A donut chart representing where maximum vulnerable information is revealed
Most Vulnerable Combination
Once features have been extracted, the tool computes what are the possible combinations of features an attacker might learn. A prior study was used to have users rate which set of features at the hands of a predator would make them feel vulnerable.
We calculate what are the possible sets a predator can learn for this particular user. After which we present the percentage of each such combination.
The best way to understand this is, “50% of people feel vulnerable only when their family members and location is known.”
Showing how vulnerable they might be based on multiple pieces of information someone can retrieve from their profile
The User-Application flow of the tool


This tool is just a prototype and can do with a lot of improvements.

User Authentication
Naturally, only a given Reddit user may be allowed to check their vulnerability.

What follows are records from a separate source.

PR #59, opened 2015-08-30
Cancel Operation when it finishes with an error.

mblsha:
I think the intention for NoCancelledCondition was to cancel the dependencies when an operation either cancels or finishes with an error. But current implementation works only for explicit cancellations.

If my reading of the NoCancelledCondition intent was incorrect, then I need to add NoFailedCondition, and somehow check that dependent operations finished without having any errors, but there's no way to check for that: the easiest way to solve this would be to add `var errors: [ErrorType] { get { _internalErrors }}` property.

### DIFF
--- a/Operations/Operations/GroupOperation.swift
+++ b/Operations/Operations/GroupOperation.swift
@@ -42,7 +42,9 @@ public class GroupOperation: Operation {
     }
 
     public override func cancel() {
-        _queue.cancelAllOperations()
+        if !self.cancelled {
+            _queue.cancelAllOperations()
+        }
         super.cancel()
     }
 
--- a/Operations/Operations/Operation.swift
+++ b/Operations/Operations/Operation.swift
@@ -212,6 +212,10 @@ public class Operation: NSOperation {
             state = .Finishing
             
             let combinedErrors = _internalErrors + errors
+            if !combinedErrors.isEmpty {
+                // Allow dependent tasks to be cancelled using NoCancelledCondition
+                cancel()
+            }
             finished(combinedErrors)
             
             observers.forEach { $0.operationDidFinish(self, errors: combinedErrors) }
--- a/OperationsTests/NoCancelledConditionTests.swift
+++ b/OperationsTests/NoCancelledConditionTests.swift
@@ -88,5 +88,40 @@ class NoCancelledConditionTests: OperationTests {
         XCTAssertEqual(receivedErrors.count, 1)
     }
 
+    func test__errored_operation_cancels_dependency() {
+        let expectation = expectationWithDescription("Test: \(__FUNCTION__)")
+        let operation = TestOperation()
+        let dependency = TestOperation(delay: 0, error: TestOperation.Error.SimulatedError)
+        operation.addDependency(dependency)
+        operation.addCondition(NoCancelledCondition())
 
+        operation.addObserver(BlockObserver { (_ , errors) in
+            XCTAssertEqual(errors.count, 1)
+            expectation.fulfill()
+        })
+
+        runOperations(operation, dependency)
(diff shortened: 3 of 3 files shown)


danthorpe:
@mblsha well, the intention of `NoCancelledCondition` is to cancel dependencies when an operation is cancelled. I had a discussion about this with Dave while I was writing it as his original sample confused the hell out of me.

But I can see why you would want to do this. I just need to have a think about the impact of calling `cancel()` in the `Operation` base class will have for operations/groups which don't have `NoCancelledCondition`.

danthorpe:
@mblsha okay, I think this is okay, but I think I've also discovered a bug in some of the ready state machine logic. I'm gonna merge this, and will be working on the repo today to bring both Swift 1.2 and 2.0 branches up to feature parity...

mblsha:
@danthorpe Currently I'm battling with Operation not starting when it has two custom conditions. `super.ready` is always false, and conditions are never evaluated. Could it be the same bug?

danthorpe:
If `super.ready` is always false, then it will never evaluate conditions. What is the parent class? If you can create a new ticket and share any details I'll try to help.

The possible bug, which I've spotted is that if the operation is already cancelled, then it would be possible for it to report it self as being ready in states where it shouldn't be. But... this is a relatively low likelihood of having an impact.

Regard this branch I've just merged, I'm back porting it into `development` in #60 and discovering that the unit tests fail, and indeed the dependencies are not considered cancelled. Do you know if there are any changes to `NSOperation` in iOS 9?

mblsha:
Parent class is just `Operation`, so it looks pretty weird. Actually, I did a clunky OS X port and use it inside my small Mac app on OS X 10.10.

Here's a commit where a test with two conditions fail, but everything else passes: https://github.com/mblsha/Operations/commit/9b15777aa6c7a24e115800a1e25a1153ca7bc899#diff-2528f89492f51d699de19560f18a5282R50

BTW, are you interested in OS X compatibility? Ideally files will be moved around to iOS/OSX subfolders, so that podspec could be easily created: https://github.com/SwiftBond/Bond/blob/bond-4/Bond.podspec. But doing it this way will make merging with other branches harder. Other option would be to leave files at their current places and just do an exclusion like this (which looks nasty, but should be easier to merge):
```
  s.osx.exclude_files = "Operations/**/*{RemoteNotification,UserConfirmation,AddressBook,LocationCondition,BackgroundObserver,NetworkObserver,AlertOperation,LocationOperation}*"
```

danthorpe:
Hmm, that's *is* weird! Am I reading this correctly? Both conditions are essentially the same yes?

danthorpe:
@mblsha yes, I am absolutely interested in getting `Operations` working on OS X. I think more than likely I'm missing some `#if iOS #endif` braces around the iOS only stuff.

I think an NSFileManager set of operations/conditions is a great idea - is this what you're working on in your os x branch?

danthorpe:
@mblsha could something to do with the access of `NSFileManager.defaultManager` perhaps if this was a static property on the condition, then both condition values are accessing the same manager?

mblsha:
@danthorpe I'm making a small app for making my work life a little easier (a pretty unique usecase, so I"m going to be open-sourcing only the framework bits — I also have a ShellCommand operation that I use to invoke commands).

Yeah, both conditions are the same. But I was able to reproduce the issue by adding three `NoCancelledCondition()` (two is not enough, apparently).

The NSFileManager code is never running, so there's some common underlying problem, maybe a timing issue.

danthorpe:
Okay. Good to know, well, I'm just updating the Swift 2.0 branch, so I'll look into this next.

danthorpe:
Created #62 for this bug.

PR #60, opened 2015-08-30
Update Swift 1.2 with recent changes in Swift 2.0

danthorpe:
Also there is a slight bug in how `Operation` evaluates readiness, which should be sorted. Also, I'm thinking that the internal `State` should be made thread safe...


danthorpe:
@mblsha will this work for your use case too? Don't see why we can't just expose the errors and create a `failed` boolean state...

mblsha:
@danthorpe Looks nice. Should I port it to the `swift_2.0` branch?

danthorpe:
@mblsha that's okay - I'll port it across shortly. It's a real hassle trying to keep two branches up-to-date, so it'll be easier if I do everything together.

PR #63, opened 2015-08-31
Tests take too long to finish

danthorpe:
Most test operations have execution times of a second. Taking that there are many tests, the whole suite as a whole takes too long to run.

I think it would be possible to make most of them instant (0-second delay), and for those that rely on timers make intervals very small (`0.01` second should be fine, I think).


danthorpe:
Development:

    Executed 129 tests, with 0 failures (0 unexpected) in 54.521 (54.608) seconds

This branch: 

    Executed 129 tests, with 0 failures (0 unexpected) in 18.308 (18.380) seconds

PR #74, opened 2015-09-06
Improvements to AddressBook external change observers

danthorpe:


danthorpe:
Still not really happy with this, but have made changes.

PR #299, opened 2022-10-11
Validator Selection Governance v0

riley-stride:
Closes: #XXX

## Context and purpose of the change

Add governance routes and handlers for host zone validator selection. Allows STRD holders to vote to add or remove a validator from the host set on a host zone. New validators will have weight equal to the min weight of existing validators in that host zone set. 

## Brief Changelog

- Add gov routes and create + register proposal types for `AddValidatorProposal` and `DeleteValidatorProposal`
- When `DeleteValidatorProposal`s are executed, we refrain from deleting the validator, rather we set its weight to 0 (for protocol safety)
- When `AddValidatorProposal`s are executed, we 
    - Abort if the host zone already has a full validator set (based on new stakeibc module param `SafetyMaxValidators`). This is a temporary limit to allow batched ICA messages to safely fit into a single block on host zones with a restrictive max gas level (e.g. anything under ~20M). 
    - Set the weight to the min weight of the existing validators on the host zone

## Author's Checklist

I have...

- [ ] Run and PASSED locally all GAIA integration tests
- [ ] If the change is contentful, I either:
    - [ ] Added a new unit test OR 
    - [ ] Added test cases to existing unit tests
- [ ] OR this change is a trivial rework / code cleanup without any test coverage

If skipped any of the tests above, explain.

## Reviewers Checklist

*All items are required. Please add a note if the item is not applicable and please add
your handle next to the items reviewed if you only reviewed selected items.*

I have...

- [ ] reviewed state machine logic
- [ ] reviewed API design and naming
- [ ] manually tested (if applicable)
- [ ] confirmed the author wrote unit tests for new logic
- [ ] reviewed documentation exists and is accurate

## Documentation and Release Note

  - [ ] Does this pull request introduce a new feature or user-facing behavior changes? 
  - [ ] Is a relevant changelog entry added to the `Unreleased` section in `CHANGELOG.md`?
  - [ ] This pull request updates existing proto field values (and require a backend and frontend migration)? 
  - [ ] Does this pull request change existing proto field names (and require a frontend migration)?
  How is the feature or change documented? 
      - [ ] not applicable
      - [ ] jira ticket `XXX` 
      - [ ] specification (`x/<module>/spec/`) 
      - [ ] README.md 
      - [ ] not documented

PR #305, opened 2022-10-18
Add Validator through Governance

sampocs:
Closes: #XXX

**Most of this is ported over from Riley's [PR](https://github.com/Stride-Labs/stride/pull/299) - thank you for doing the majority of the work!**

Add governance routes and handlers for host zone validator selection. Allows STRD holders to vote to add a validator from the host set on a host zone. New validators will have weight equal to the min weight of existing validators in that host zone set. 

We decided to not include validator removal as a gov function since the actual implementation would only consist of a) checking that there were no delegations and b) then set the weight to 0. However, the only way for there to be no delegations is if the weight is already 0.

## Brief Changelog

- Add gov routes and create + register proposal type for `AddValidatorProposal` 
- When `AddValidatorProposal`s are executed, we 
    - Abort if the host zone already has a full validator set (based on new stakeibc module param `SafetyMaxValidators`). This is a temporary limit to allow batched ICA messages to safely fit into a single block on host zones with a restrictive max gas level (e.g. anything under ~20M). 
    - Set the weight to the min weight of the existing validators on the host zone, excluding zero-weight validators
- When changing validator weights, fail any zero => nonzero weight changes that increase the non-zero-wgt valset size above `SafetyMaxValidators`

### Setup
* Disable all hosts but GAIA in dockernet (remove other hosts from array in `scripts/start_network.sh`
* Set the max number of validators to 5 [here](https://github.com/Stride-Labs/stride/pull/305/files#diff-50de9d0087b725c2a5f237cb915237a29606d28304b2a56803fca3d8c1dbf403R29)
* Start dockernet
```bash
make start-docker build=sghr
```
* Confirm there are 2 validator's present
```bash
```
### Add Validators Success
* Add a validator through admin (with weight 3)
```bash
strided tx stakeibc add-validator GAIA val-from-admin cosmosvaloper196ax4vc0lwpxndu9dyhvca7jhxp70rmcvrj90c 10 3 --from admin 
```
* Confirm validator was added
```bash
```
* Create an add-validator proposal file `proposal.json` in your current directory. You will modify this file for the following governance add-validator proposals in this testing run. The contents of `proposal.json` are:
```
{
    "description": "Proposal to add Imperator because they contribute in XYZ ways!",
    "hostZone": "GAIA",
    "validatorName": "Imperator",
    "validatorAddress": "cosmosvaloper1v5y0tg0jllvxf5c3afml8s3awue0ymju89frut",
    "deposit": "64000000ustrd"
}
```
* Add a validator through governance (**you have 30 seconds to get the votes in!!**)
```bash
strided tx gov submit-proposal add-validator proposal.json --from val1 
```
* After the voting period has passed (30 seconds), confirm the validator was added. Note that the weight is equal to 3 (the lowest weight)
```bash
```
### Add Validators Failure
* Rerun the same add validator functions and query the transaction hash after - they should both fail with an error saying the validator already exists
```bash
strided tx stakeibc add-validator GAIA val-from-admin cosmosvaloper196ax4vc0lwpxndu9dyhvca7jhxp70rmcvrj90c 10 3 --from admin 
strided tx gov submit-proposal add-validator proposal.json 10000001ustrd --from val1 
```
* Try to add a validator with a new address, but existing name. They should both fail with an error saying the name already exists. Change the address in `proposal.json` to `cosmosvaloper1grgelyng2v6v3t8z87wu3sxgt9m5s03xfytvz7` but leave the name unchanged.
```
strided tx stakeibc add-validator GAIA val-from-admin cosmosvaloper1grgelyng2v6v3t8z87wu3sxgt9m5s03xfytvz7 10 3 --from admin 
strided tx gov submit-proposal add-validator proposal.json --from val1 
```
* Try with a host zone that does not exist - it should also fail
```
strided tx stakeibc add-validator FAKE val-from-admin cosmosvaloper196ax4vc0lwpxndu9dyhvca7jhxp70rmcvrj90c 10 3 --from admin 
```
* Finally, test that we can't add more than 5 validators
```bash
# add a 5th validator 
strided tx stakeibc add-validator GAIA numba5 cosmosvaloper1ey69r37gfxvxg62sh4r0ktpuc46pzjrm873ae8 10 5 --from admin 

### Check that we can't add a 6th (query the tx hash after to confirm failure)
Set the name of the validator in `proposal.json` to `no-way-jose` and the address to `cosmosvaloper1tflk30mq5vgqjdly92kkhhq3raev2hnz6eete3`. Then:
strided tx stakeibc add-validator GAIA no-way-jose cosmosvaloper1tflk30mq5vgqjdly92kkhhq3raev2hnz6eete3 10 5 --from admin 
strided tx gov submit-proposal add-validator proposal.json --from val1 
```

### Check that when adding a new validator, the weight takes the min existing weight, excluding zero-weight validators
* Add a validator through admin (with weight 0)
```bash
strided tx stakeibc add-validator GAIA val-wgt-0 cosmosvaloper1pcag0cj4ttxg8l7pcg0q4ksuglswuuedadj7ne 10 0 --from admin 
```
* Confirm validator was added
```bash
```
* Add a validator through governance (**you have 30 seconds to get the votes in!!**)
* Set the `proposal.json` name to `val-from-governance-2` and address to `cosmosvaloper133lfs9gcpxqj6er3kx605e3v9lqp2pg5syhvsz`. Then:
```bash
strided tx gov submit-proposal add-validator proposal.json --from val1 
```
* After the voting period has passed (30 seconds), confirm the validator was added and has non-zero weight (the lowest non-zero weight)
```bash
```

## Author's Checklist
* Integration tests
```
gaia_tests.bats
 ✓ [INTEGRATION-BASIC] host zones successfully registered
 ✓ [INTEGRATION-BASIC-GAIA] liquid stake mints stATOM
 ✓ [INTEGRATION-BASIC-GAIA] tokens were transferred to GAIA after liquid staking

10 tests, 0 failures

juno_tests.bats
 ✓ [INTEGRATION-BASIC] host zones successfully registered
 ✓ [INTEGRATION-BASIC-JUNO] ibc transfer updates all balances
 ✓ [INTEGRATION-BASIC-JUNO] liquid stake mints stJUNO
 ✓ [INTEGRATION-BASIC-JUNO] tokens were transferred to JUNO after liquid staking
 ✓ [INTEGRATION-BASIC-JUNO] tokens on JUNO were staked
 ✓ [INTEGRATION-BASIC-JUNO] redemption works
 ✓ [INTEGRATION-BASIC-JUNO] claimed tokens are properly distributed
 ✓ [INTEGRATION-BASIC-JUNO] rewards are being reinvested, exchange rate updating

10 tests, 0 failures

osmo_tests.bats
 ✓ [INTEGRATION-BASIC] host zones successfully registered
 ✓ [INTEGRATION-BASIC-OSMO] ibc transfer updates all balances
 ✓ [INTEGRATION-BASIC-OSMO] liquid stake mints stOSMO
 ✓ [INTEGRATION-BASIC-OSMO] tokens were transferred to OSMO after liquid staking
 ✓ [INTEGRATION-BASIC-OSMO] tokens on OSMO were staked
 ✓ [INTEGRATION-BASIC-OSMO] redemption works
 ✓ [INTEGRATION-BASIC-OSMO] claimed tokens are properly distributed
 ✓ [INTEGRATION-BASIC-OSMO] rewards are being reinvested, exchange rate updating

10 tests, 0 failures

stars_tests.bats
 ✓ [INTEGRATION-BASIC] host zones successfully registered
 ✓ [INTEGRATION-BASIC-STARS] ibc transfer updates all balances
 ✓ [INTEGRATION-BASIC-STARS] liquid stake mints stSTARS
 ✓ [INTEGRATION-BASIC-STARS] tokens were transferred to STARS after liquid staking
 ✓ [INTEGRATION-BASIC-STARS] tokens on STARS were staked
 ✓ [INTEGRATION-BASIC-STARS] redemption works
 ✓ [INTEGRATION-BASIC-STARS] claimed tokens are properly distributed
 ✓ [INTEGRATION-BASIC-STARS] rewards are being reinvested, exchange rate updating

9 tests, 0 failures
```

## Reviewers Checklist

I have...

      - [ ] not applicable
      - [ ] jira ticket `XXX` 
      - [ ] README.md 
      - [ ] not documented


app/app.go
```diff
@@ -142,6 +143,7 @@ func getGovProposalHandlers() []govclient.ProposalHandler {
 		upgradeclient.CancelProposalHandler,
 		ibcclientclient.UpdateClientProposalHandler,
 		ibcclientclient.UpgradeProposalHandler,
+		stakeibcclient.AddValidatorProposalHandler,
```
vish-stride, line 146: Should we add a GovProposal to change validator weight? 

This isn't necessarily urgent, and we can easily structure it in a way where this is done through signaling proposals for now, and then the foundation takes care of executing the messages. But, it is something to think about imo

x/stakeibc/client/rest/tx.go
```diff
@@ -0,0 +1,21 @@
+package rest
+
+import (
+	"net/http"
+
+	"github.com/cosmos/cosmos-sdk/client"
+	govrest "github.com/cosmos/cosmos-sdk/x/gov/client/rest"
+)
+
+// TODO: Do we need to implement these?
```
vish-stride, line 10: I'm assuming the answer is no?

x/stakeibc/keeper/host_zone.go
```diff
@@ -124,6 +125,69 @@ func (k Keeper) AddDelegationToValidator(ctx sdk.Context, hostZone types.HostZon
...
+	}
+
+	// Get max number of validators and confirm we won't exceed it
+	maxNumVals, err := cast.ToIntE(k.GetParam(ctx, types.KeySafetyNumValidators))
+	if err != nil {
+		errMsg := fmt.Sprintf("Error getting safety max num validators | err: %s", err.Error())
+		k.Logger(ctx).Error(errMsg)
+		return sdkerrors.Wrap(types.ErrMaxNumValidators, errMsg)
+	}
+	if len(hostZone.Validators) >= maxNumVals {
```
vish-stride, line 144: In "maxNumVals" do we only care about validators with 0 weight? If so, we should change this check! 

The specific use-case I'm imagining is we change one validator's weight to 0 so we can add another. As far as I know, we shouldn't run into any gas issues if this is the case

x/stakeibc/types/gov.go
```diff
@@ -0,0 +1,67 @@
...
+	return ProposalTypeAddValidator
+}
+
+func (p *AddValidatorProposal) ValidateBasic() error {
+	err := govtypes.ValidateAbstract(p)
+	if err != nil {
+		return err
+	}
+
+	// TODO: Add more checks?
```
vish-stride, line 48: not sure what else we would add? maybe verify that "valoper" shows up in validator address?

x/stakeibc/types/params.go
```diff
@@ -26,6 +26,7 @@ var (
 	DefaultSafetyMaxRedemptionRateThreshold uint64 = 150           // divide by 100, so 150 = 1.5
 	DefaultMaxStakeICACallsPerEpoch         uint64 = 100
 	DefaultIBCTransferTimeoutNanos          uint64 = 1800000000000 // 30 minutes
+	DefaultSafetyNumValidators              uint64 = 30
```
vish-stride, line 29: iirc we're currently at 35 for the Hub!

vish-stride (approved):
Overall looks great! 2 main comments
1. Should we add proposal functionality to change weight?
2. I think we should only count non-zero-weight validators when counting validators. This change would also require us to add a check on the ChangeValidatorWeight function to make sure we don't exceed the max

x/stakeibc/keeper/host_zone.go
sampocs: great point! We'll also want to ignore 0 weights when finding the min weight!

app/app.go
riley-stride: resolved offline

x/stakeibc/keeper/host_zone.go
riley-stride: addressed

x/stakeibc/types/params.go
riley-stride: I count 32. Good catch. Setting this to 35

x/stakeibc/keeper/keeper.go
```diff
@@ -260,3 +260,35 @@ func (k Keeper) IsRedemptionRateWithinSafetyBounds(ctx sdk.Context, zone types.H
...
+	// count up the number of validators with non-zero weights
+	numNonzeroWgtValidators := 0
+	for _, validator := range validators {
+		if validator.Weight > 0 {
+			numNonzeroWgtValidators++
+		}
+	}
+
+	// check if the number of validators with non-zero weights is below than the max
+	if numNonzeroWgtValidators >= maxNumVals {
```
sampocs, line 287: Since an error is thrown here, there's no need to return a boolean as well. And if you return only an error, then the calling functions only have to check if `err != nil` (i.e., no need to check the `hasSpace` variable as well)

My suggestion would be to remove the boolean and then call this something like `ConfirmValSetHasSpace`

sampocs (commented):
thanks for taking care of these!

riley-stride (approved):
LGMT! Please test my added logic using test in the docs. Main Q is whether we should change the submission to JSON style for commonwealth

x/stakeibc/keeper/keeper.go
riley-stride: Much cleaner approach, nice suggestion! Done.

x/stakeibc/client/rest/tx.go
sampocs: I'm in the camp of keeping it out unless there's an obvious reason why we need this. I saw other repo's did not implement it beyond this

x/stakeibc/client/cli/tx_add_validator_proposal.go
```diff
@@ -0,0 +1,62 @@
...
+	govtypes "github.com/cosmos/cosmos-sdk/x/gov/types"
+	"github.com/spf13/cobra"
+
+	"github.com/Stride-Labs/stride/x/stakeibc/types"
+)
+
+func CmdAddValidatorProposal() *cobra.Command {
+
+	cmd := &cobra.Command{
+		Use:   "add-validator [host-zone] [name] [address] [deposit]",
```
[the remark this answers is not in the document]
riley-stride: changed to json

x/stakeibc/client/cli/tx_add_validator_proposal.go
```diff
@@ -2,50 +2,83 @@ package cli
...
 	sdk "github.com/cosmos/cosmos-sdk/types"
 	"github.com/cosmos/cosmos-sdk/version"
+	govcli "github.com/cosmos/cosmos-sdk/x/gov/client/cli"
 	govtypes "github.com/cosmos/cosmos-sdk/x/gov/types"
 	"github.com/spf13/cobra"
 
 	"github.com/Stride-Labs/stride/x/stakeibc/types"
 )
 
+func parseAddValidatorProposalWithDepositWithDeposit(cdc codec.JSONCodec, proposalFile string) (types.AddValidatorProposalWithDeposit, error) {
```
sampocs, line 21:
```suggestion
func parseAddValidatorProposalFile(cdc codec.JSONCodec, proposalFile string) (types.AddValidatorProposalWithDeposit, error) {
```

proto/stakeibc/gov.proto
```diff
@@ -15,3 +15,19 @@ message AddValidatorProposal {
   string validator_name = 4; 
   string validator_address = 5 [ (cosmos_proto.scalar) = "cosmos.AddressString" ];
 }
+
+
+message AddValidatorProposalWithDeposit {
```
sampocs, line 20: Can we remove the old struct above and rename this to `AddValidatorProposal`?

riley-stride: We need both (the one without deposit is used in line 81). This is following convention from community-pool-spend proposals

x/stakeibc/client/cli/tx_add_validator_proposal.go
riley-stride: done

Without implementing this, the tool becomes a weapon for predators who we are trying to protect users from in the first place.
Improvement of Vulnerability Score
Based on the studies, only the sensitivity of the field has been determined, but not of its value. The overall results indicate that sexuality is not a very sensitive feature. However, this may be biased because the sample size was comprised of heterosexual individuals.
Attack Tool
Currently this is a defence tool but its usefulness in offensive measures needs to be explored. This might have a future in investigating and hunting down trolls.

Beyond all this, there needs to be much more user testing for the tool and interface itself. The information visualisation may not be the best means of communicating the point of this tool to a user. These are the future challenges for SnooKnows.